● **SUPPLIED INFORMATION**:

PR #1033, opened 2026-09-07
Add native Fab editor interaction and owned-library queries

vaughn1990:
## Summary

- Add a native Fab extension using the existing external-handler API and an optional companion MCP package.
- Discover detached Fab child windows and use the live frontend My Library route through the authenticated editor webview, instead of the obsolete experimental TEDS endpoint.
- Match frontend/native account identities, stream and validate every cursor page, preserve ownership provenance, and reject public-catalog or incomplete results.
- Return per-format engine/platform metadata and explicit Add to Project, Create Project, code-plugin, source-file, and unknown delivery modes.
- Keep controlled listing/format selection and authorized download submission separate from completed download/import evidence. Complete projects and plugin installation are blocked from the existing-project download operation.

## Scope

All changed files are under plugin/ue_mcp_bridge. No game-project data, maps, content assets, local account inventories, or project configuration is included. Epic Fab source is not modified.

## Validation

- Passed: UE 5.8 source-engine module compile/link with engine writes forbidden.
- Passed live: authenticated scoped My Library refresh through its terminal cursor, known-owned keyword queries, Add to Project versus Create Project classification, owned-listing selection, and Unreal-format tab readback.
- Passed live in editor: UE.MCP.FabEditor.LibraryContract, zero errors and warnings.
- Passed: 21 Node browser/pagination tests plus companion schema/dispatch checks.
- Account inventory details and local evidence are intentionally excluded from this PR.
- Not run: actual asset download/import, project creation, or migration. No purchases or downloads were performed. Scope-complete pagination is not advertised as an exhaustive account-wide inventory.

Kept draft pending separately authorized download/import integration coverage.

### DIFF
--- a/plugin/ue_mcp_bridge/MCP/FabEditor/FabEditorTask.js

---

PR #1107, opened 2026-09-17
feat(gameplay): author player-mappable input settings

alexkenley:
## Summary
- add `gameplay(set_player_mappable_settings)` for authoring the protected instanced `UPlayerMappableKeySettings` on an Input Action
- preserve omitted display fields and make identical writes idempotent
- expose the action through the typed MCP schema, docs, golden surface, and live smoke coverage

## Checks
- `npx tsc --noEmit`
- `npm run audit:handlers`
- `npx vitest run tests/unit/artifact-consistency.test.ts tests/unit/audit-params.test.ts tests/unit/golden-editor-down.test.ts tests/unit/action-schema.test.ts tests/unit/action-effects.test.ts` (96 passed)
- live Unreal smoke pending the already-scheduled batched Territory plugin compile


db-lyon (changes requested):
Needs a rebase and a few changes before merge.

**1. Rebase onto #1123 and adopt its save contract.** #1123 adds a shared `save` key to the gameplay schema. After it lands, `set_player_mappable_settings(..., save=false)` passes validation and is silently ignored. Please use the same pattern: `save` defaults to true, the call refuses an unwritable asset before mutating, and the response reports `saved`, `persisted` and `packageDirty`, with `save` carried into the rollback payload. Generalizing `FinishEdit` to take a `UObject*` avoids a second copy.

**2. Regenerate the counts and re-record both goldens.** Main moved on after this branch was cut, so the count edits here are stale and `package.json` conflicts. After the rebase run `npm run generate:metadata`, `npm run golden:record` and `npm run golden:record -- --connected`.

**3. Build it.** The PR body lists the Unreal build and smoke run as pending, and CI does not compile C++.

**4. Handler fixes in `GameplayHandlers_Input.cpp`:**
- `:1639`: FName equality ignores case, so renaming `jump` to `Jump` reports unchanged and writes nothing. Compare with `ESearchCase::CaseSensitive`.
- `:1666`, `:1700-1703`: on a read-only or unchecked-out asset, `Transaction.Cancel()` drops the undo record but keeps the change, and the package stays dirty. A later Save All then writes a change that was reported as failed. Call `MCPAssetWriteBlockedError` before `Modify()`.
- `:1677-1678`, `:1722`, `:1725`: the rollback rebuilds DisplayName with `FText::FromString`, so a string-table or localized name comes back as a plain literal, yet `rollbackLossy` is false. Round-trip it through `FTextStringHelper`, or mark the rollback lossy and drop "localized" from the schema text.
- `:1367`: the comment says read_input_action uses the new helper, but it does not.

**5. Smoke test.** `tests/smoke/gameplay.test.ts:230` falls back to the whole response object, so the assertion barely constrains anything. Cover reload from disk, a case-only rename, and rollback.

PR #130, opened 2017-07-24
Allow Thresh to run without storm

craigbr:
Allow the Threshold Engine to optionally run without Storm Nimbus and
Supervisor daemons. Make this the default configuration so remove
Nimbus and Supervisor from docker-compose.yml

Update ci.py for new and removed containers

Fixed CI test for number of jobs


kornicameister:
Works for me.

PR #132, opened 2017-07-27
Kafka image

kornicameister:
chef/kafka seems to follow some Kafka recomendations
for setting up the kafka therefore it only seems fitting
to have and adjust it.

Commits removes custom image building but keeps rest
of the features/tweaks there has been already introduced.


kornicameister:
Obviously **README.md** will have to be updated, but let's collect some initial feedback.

...

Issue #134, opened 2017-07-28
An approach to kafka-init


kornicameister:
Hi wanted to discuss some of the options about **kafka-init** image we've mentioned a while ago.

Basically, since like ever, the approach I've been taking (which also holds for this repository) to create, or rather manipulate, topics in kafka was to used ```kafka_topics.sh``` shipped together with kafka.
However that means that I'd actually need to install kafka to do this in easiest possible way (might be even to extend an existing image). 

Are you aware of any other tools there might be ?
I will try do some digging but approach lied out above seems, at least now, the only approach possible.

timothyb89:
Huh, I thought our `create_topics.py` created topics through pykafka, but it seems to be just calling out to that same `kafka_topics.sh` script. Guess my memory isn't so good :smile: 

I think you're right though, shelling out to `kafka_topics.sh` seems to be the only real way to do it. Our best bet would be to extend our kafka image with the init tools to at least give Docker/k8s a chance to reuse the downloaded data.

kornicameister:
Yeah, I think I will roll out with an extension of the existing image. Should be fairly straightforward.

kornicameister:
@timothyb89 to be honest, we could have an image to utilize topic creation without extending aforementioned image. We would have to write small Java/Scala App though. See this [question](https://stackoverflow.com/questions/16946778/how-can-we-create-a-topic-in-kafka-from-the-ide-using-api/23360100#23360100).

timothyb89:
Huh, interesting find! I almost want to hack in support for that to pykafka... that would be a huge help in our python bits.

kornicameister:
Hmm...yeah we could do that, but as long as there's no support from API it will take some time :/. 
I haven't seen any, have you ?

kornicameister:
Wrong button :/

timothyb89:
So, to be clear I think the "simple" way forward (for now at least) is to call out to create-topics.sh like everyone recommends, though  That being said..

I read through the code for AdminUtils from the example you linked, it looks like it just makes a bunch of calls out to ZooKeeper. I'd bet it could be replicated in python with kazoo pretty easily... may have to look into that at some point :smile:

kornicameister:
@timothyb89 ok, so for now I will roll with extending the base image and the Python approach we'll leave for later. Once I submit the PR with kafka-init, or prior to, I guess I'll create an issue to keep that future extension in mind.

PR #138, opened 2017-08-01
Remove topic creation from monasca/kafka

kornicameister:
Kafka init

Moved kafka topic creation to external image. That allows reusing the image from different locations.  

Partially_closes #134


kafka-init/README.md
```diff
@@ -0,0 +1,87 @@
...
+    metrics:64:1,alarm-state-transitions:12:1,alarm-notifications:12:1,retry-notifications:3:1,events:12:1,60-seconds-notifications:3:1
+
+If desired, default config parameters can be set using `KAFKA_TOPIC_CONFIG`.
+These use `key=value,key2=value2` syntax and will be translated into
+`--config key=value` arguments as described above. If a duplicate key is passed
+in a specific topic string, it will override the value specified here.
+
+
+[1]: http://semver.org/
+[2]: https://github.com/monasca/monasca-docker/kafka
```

● **WHAT YOU SHOULD DO**: Please reproduce exactly the lines in the listing above from the one containing "- live Unreal" through the one containing "Needs a rebase", both included, and nothing more.

● **OUTPUT**:
- live Unreal smoke pending the already-scheduled batched Territory plugin compile


db-lyon (changes requested):
Needs a rebase and a few changes before merge.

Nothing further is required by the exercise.